AI Platform for Single Cell Taxonomy
Cell morphology data sets visualization
In my role as a senior machine learning engineer at Deepcell, I played a pivotal role in developing an advanced AI platform aimed at empowering researchers to analyze and classify cellular tissue composition through the examination of cell morphology. Collaborating closely with data scientists, I fine-tuned deep neural models on the Google Cloud Platform, employing diverse network architectures for the sorting, cleaning, and classification of cell images. To enhance computational efficiency, I leveraged preemptible TPUs and created a hyperparameter tuning tool, ensuring effective scheduling and monitoring of training performance.

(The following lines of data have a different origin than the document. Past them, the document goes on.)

PR #957, opened 2026-04-13
Add per-client IP rate limiting via Apache mod_qos

Raven-182:
When apache-rate-limit-enabled=true, Apache limits how many HTTP requests a client IP can make within a time window and returns HTTP 429 when limit is hit.

Builds on proxy protocol support (f516806411319fd967dee205701c2fabceb3144f). HAProxy forwards the real client IP, which mod_remoteip extracts, but mod_qos cannot use directly. A small Lua script bridges this gap by running after mod_remoteip has extracted the real IP and copying it into `X-Real-Client-IP` header that mod_qos can read.

The mod_qos module is installed and enabled automatically.

**A few notes:**
- When services are running behind HAProxy, proxy protocol must be enabled for rate limiting to take effect
- Limits are enforced per unit (not cluster-wide), so the effective limit scales with the number of backend units
- Cluster peer IPs are exempted to avoid throttling health checks
- [`LuaScope thread`](https://httpd.apache.org/docs/2.4/mod/mod_lua.html#luascope) and [`LuaCodeCache forever`](https://httpd.apache.org/docs/2.4/mod/mod_lua.html#luacodecache) directives are set for performance because the lua script is stateless and does not need to be re-read and re-compiled on every request

**Testing**
- Integration tested on 3-unit neutron-api HA deployment with HTTPS and proxy protocol
-  Integration tested on single-unit neutron-api with HTTPS:
    - Rate limiting still requires proxy protocol for neutron-api (local HAProxy service masks client IP without it)

**Note on mod_qos and mod_lua**

Noble ships version 11.74 for mod_qos which cannot use the client IP from mod_remoteip directly, newer versions of mod_qos (11.75+) improve this, so the lua script workaround may not be needed in the future.

See: https://mod-qos.sourceforge.net/CHANGES.txt

### DIFF
--- a/charmhelpers/contrib/openstack/context.py
+++ b/charmhelpers/contrib/openstack/context.py
@@ -1133,6 +1133,83 @@ class ImageServiceContext(OSContextGenerator):
         return {}
 
 
+# Script used with apache mod_qos to copy the real client IP from
+# mod_remoteip into a header
+LUA_QOS_REAL_IP_SCRIPT = '/etc/apache2/qos_real_ip.lua'
+LUA_QOS_REAL_IP_CONTENT = """\
+-- Copy the real client IP (extracted from the PROXY protocol
+-- header by mod_remoteip) into a request header that
+-- mod_qos can read via QS_ClientIpFromHeader.
+function translate(r)
+    r.headers_in['X-Real-Client-IP'] = r.useragent_ip
+    return apache2.DECLINED
+end
+"""
+DEFAULT_RATE_LIMIT_REQUESTS = 200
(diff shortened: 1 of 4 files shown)


Raven-182:
neutron-api patch: https://review.opendev.org/c/openstack/charm-neutron-api/+/985552

freyes (changes requested):
@Raven-182 , I left the copilot suggestions that make sense, maybe the one that requires some extra explanation would be the lack of `umask`, for CIS hardened systems, the default umask is changed , I don't remember the exact value used, it's better we use an explicit permission to be set when rendering the file.

PR #460, opened 2020-09-10
Fix broken links to cloud offer in README

hatkyinc2:
Not sure if you want to change the text, but the links lead to 404, I assume this is the desired replacement link.
(Could also update the site in it's place..)


novabyte:
Nice catch. Thank you @hatkyinc2 🙏

PR #466, opened 2020-09-29
Add refresh tokens to authentication API - PREVIEW

michal-harish:
- refresh tokens have separate expiry and encryption key config - DONE
- refresh tokens are returned in Session object alongside the regular token - DONE
- refresh tokens can only be used with AuthenticateRefresh request - DONE **(provided the refresh_encryption_key is different from encryption_key)**
- `/v2/authenticate/refresh` plus Authorization header carrying the Bearer <refresh_token> returns a renewed token pair - DONE
- **Currently only added to AuthenticateDevice but I assume it will need adding to all other auth methods ?**
- **what about before and after auth hooks ?**
- **Also not implemented is the one-timeness of the refresh token - i think it will require some kind of state that keeps the track of already used tokens**
- **default expiry of the refresh tokens is currently 3600 sec but should be longer probably**


server/api.go
```diff
@@ -276,6 +276,31 @@ func (s *ApiServer) Healthcheck(ctx context.Context, in *empty.Empty) (*empty.Em
...
+		}
+
+		if len(auth) != 1 {
+			// Value of "authorization" or "grpc-authorization" was empty or repeated.
+			return nil, status.Error(codes.Unauthenticated, "Auth token invalid")
+		}
+
+		//TODO check re-use and FailPrecondition
+
+		userID, username, vars, exp, ok := parseBearerAuth([]byte(config.GetSession().RefreshEncryptionKey), auth[0])
```
zyro, line 297: I think instead of passing this token as part of the `Authorization` header we should make it part of the request body, and require the server key in the `Authorization` header like the other authentication endpoints.

server/api_authenticate.go
```diff
@@ -660,19 +661,44 @@ func (s *ApiServer) AuthenticateSteam(ctx context.Context, in *api.AuthenticateS
 	return session, nil
 }
 
+func (s *ApiServer) AuthenticateRefresh(ctx context.Context, in *api.AuthenticateRefreshRequest) (*api.Session, error) {
+	uid := ""
+	username := ""
+	var vars map[string]string
```
zyro, line 667: Rather than read `vars` from the token allow it to be passed through in the `AuthenticateRefresh` request body, gives us extra flexibility to replace them if needed.

zyro (changes requested):

zyro:
Merged under https://github.com/heroiclabs/nakama/pull/527.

In addition to my contributions, I implemented TensorRT and ONNX model formats to facilitate model compression and translation, further optimizing the platform. The development also involved the creation of a model management service, delivering increased value to end-users. To address the challenge of working with vast amounts of legacy embeddings, I designed an index system, making them compatible with the latest deep learning network architecture. Furthermore, I established a robust data pipeline responsible for reading image data from an in-house instrument, applying computer vision augmentation, and pre-processing it into Tensorflow embeddings. The seamless integration of our proprietary instrument with cloud computing resources proved instrumental in assisting biologists and cross-functional teams in their exploration of novel cell cluster types, providing an innovative solution for advancing scientific research.